What are the Problems Associated with Rapid Urban Growth?
The urbanization process refers to much more than simple population growth; it involves changes in the economic, social and political structures of a region. Rapid urban growth is responsible for many environmental and social changes in the urban environment and its effects are strongly related to global change issues. The rapid growth of cities strains their capacity to provide services such as energy, education, health care, transportation, sanitation and physical security. Because governments have less revenue to spend on the basic upkeep of cities and the provision of services, cities have become areas of massive sprawl, serious environmental problems, and widespread poverty.

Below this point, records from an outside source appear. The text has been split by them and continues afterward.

Issue #278, opened 2017-02-08
EnvironmentChangeEvent fires before config property values are updated on first event


joshfix:
I would like to execute code when a particular config value is modified in Consul. However, the very first time a config value is modified in Consul and the EventListener catches the EnvironmentChangeEvent, Spring seems to not have populated that config property value yet. Every time thereafter, the value is properly populated when the EnvironmentChangeEvent listener is invoked.

I have provided a sample application that replicates the behavior here:

https://github.com/joshfix/demo

spencergibb:
See [ConfigurationPropertiesRebinderAutoConfiguration.java#L75-L81](https://github.com/spring-cloud/spring-cloud-commons/blob/master/spring-cloud-context/src/main/java/org/springframework/cloud/autoconfigure/ConfigurationPropertiesRebinderAutoConfiguration.java#L75-L81)

> // After all beans are initialized send a pre-emptive EnvironmentChangeEvent
		// so that anything that needs to rebind gets a chance now (especially for
		// beans in the parent context)

Seems @dsyer is doing it on purpose.

joshfix:
I'm not sure that describes the issue I'm seeing.  My EventListener doesn't even seem to catch that initial empty event that you linked.  The issue I'm having happens after the first property value change in consul.  The very first time you change a value, the change event fires, but the property isn't updated yet.  I have to manually call RefreshEndpoint.refresh() for the updated value to be set.  Every change in consul thereafter works as expected -- the change event fires and the updated property value is set.

beeva-pablovaliente:
I am experiencing the same issue as mentioned #288 

My scenario is as follows:

* My application starts when consul is still empty
* After application is started, a key is written in consul (manually for example)
* The application cannot detect this first change until a new change is made again in consul (or refresh is called). When the second change happens, the event that arise, contains both updated keys.

Hope this helps.

Regards.

joshfix:
FWIW, @beeva-pablovaliente, I believe it is the same issue.  The only difference between your scenario and mine is I had an initial key/value set for the property I was fetching in my event listener.

spencergibb:
See https://github.com/spring-cloud/spring-cloud-consul/pull/297

spencergibb:
BTW, the updated test [failed](https://jenkins.spring.io/view/Spring%20Cloud/view/CI/job/spring-cloud-consul-master-ci/2300/) with version 0.7.2 of consul in CI. Updating to 0.7.5 let the test pass.

PR #297, opened 2017-04-10
Get seed indexes from consul in property source locator.

spencergibb:
These initial indexes can then be passsed to the `ConfigWatch` so that
it doesn't have to have an odd skip the first time.

fixes gh-231
fixes gh-278


spencergibb:
Closed via 5520dd2ba63090a3b83ec3a6f3ff5cb9bd4ac4a2

Issue #304, opened 2017-04-28
Add support for being able to set additional Consul tags via Env and System Properties


aantono:
Currently, if a `spring.cloud.consul.discovery.tags` property is set inside `bootstrap.yml` or inside `application.yml` files, it gets completely overridden by setting additional tags via command-line argument or Env variable, like setting `SPRING_CLOUD_CONSUL_DISCOVERY_TAGS` externally.  This behavior breaks the intent of being able to `augment` the list of tags, not replacing them completely.

I've tried doing something like `SPRING_CLOUD_CONSUL_DISCOVERY_TAGS="\${spring.cloud.consul.discovery.tags},external1=blah"`, but that has resulted in an infinite resolution loop [`Circular placeholder reference 'spring.cloud.consul.discovery.tags' in property definitions`] (rightfully so).

It would be great to be able to (somehow) augment the Consul Tags from external configs to add to the internally defined ones.  (Maybe doing something "clever" like asking the environment for all the property sources and iterating over them in their configured precedence order from bottom to top, collecting all the tags for `spring.cloud.consul.discovery.tags` key and adding them all together)

PR #305, opened 2017-04-29
Add support for creating composite list of consul tags for spring.cloud.consul.discovery.tags property

aantono:
Proposed implementation for #304

### DIFF
--- a/spring-cloud-consul-discovery/src/main/java/org/springframework/cloud/consul/discovery/ConsulTagsEnvironmentPostProcessor.java
+++ b/spring-cloud-consul-discovery/src/main/java/org/springframework/cloud/consul/discovery/ConsulTagsEnvironmentPostProcessor.java
@@ -1,0 +1,26 @@
+package org.springframework.cloud.consul.discovery;
+
+import org.springframework.boot.SpringApplication;
+import org.springframework.boot.env.EnvironmentPostProcessor;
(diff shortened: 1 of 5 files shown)


spencergibb:
Complicated but interesting. That's not a default behavoir for lists like this in all of spring boot/spring cloud. You could have a default tags and combine the two properties that would be much simpler.

aantono:
I've thought about the separate property names route, but had an issue with having to propagate custom configuration to all the applications having to merge the two.  The roll-up composite seemed like a more elegant solution, though I agree that everything else in Spring world for property sources is an override and not a composite.  I could see how there might be a reluctance to break that paradigm, so totally open to other solutions that would solve this use-case without having to make changes to every app's config. :)

lowzj:
I think, It may be simpler that if we add another `Map<String, String>` property `ConsulDiscoveryProperties#externalTags`, and convert it to `List<String>` and merge it into `ConsulDiscoveryProperties#tags`. Then we can add tags as below:

```
spring.cloud.consul.discovery.externalTags.test1=value1
spring.cloud.consul.discovery.externalTags.test2=value2
```

But this is not friendly to adding a non-KeyValue tag.

spencergibb:
We've decided as a team to not go against the default paradigm. Feel free to come up with another solution. Thanks for your time. We really appreciate the community involvement.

During the 19th and early 20th centuries, urbanization resulted from and contributed to industrialization. New job opportunities in the cities motivated the mass movement of surplus population away from the countryside. At the same time, migrants provided cheap, plentiful labor for the emerging factories. Today, due to movements such as globalization, the circumstances are similar in developing countries. Here the concentration of investments in cities attracts large numbers of migrants looking for employment, thereby creating a large surplus labor force, which keeps wages low. This situation is attractive to foreign investment companies from developed countries who can produce goods for far less than if the goods were produced where wages are higher. Thus, one might wonder if urban poverty serves a distinct function for the benefit of global capital.


One of the major effects of rapid urban growth is “urban sprawl"- scattered development that increases traffic, saps local resources and destroys open space. Urban sprawl is responsible for changes in the physical environment, and in the form and spatial organization of cities.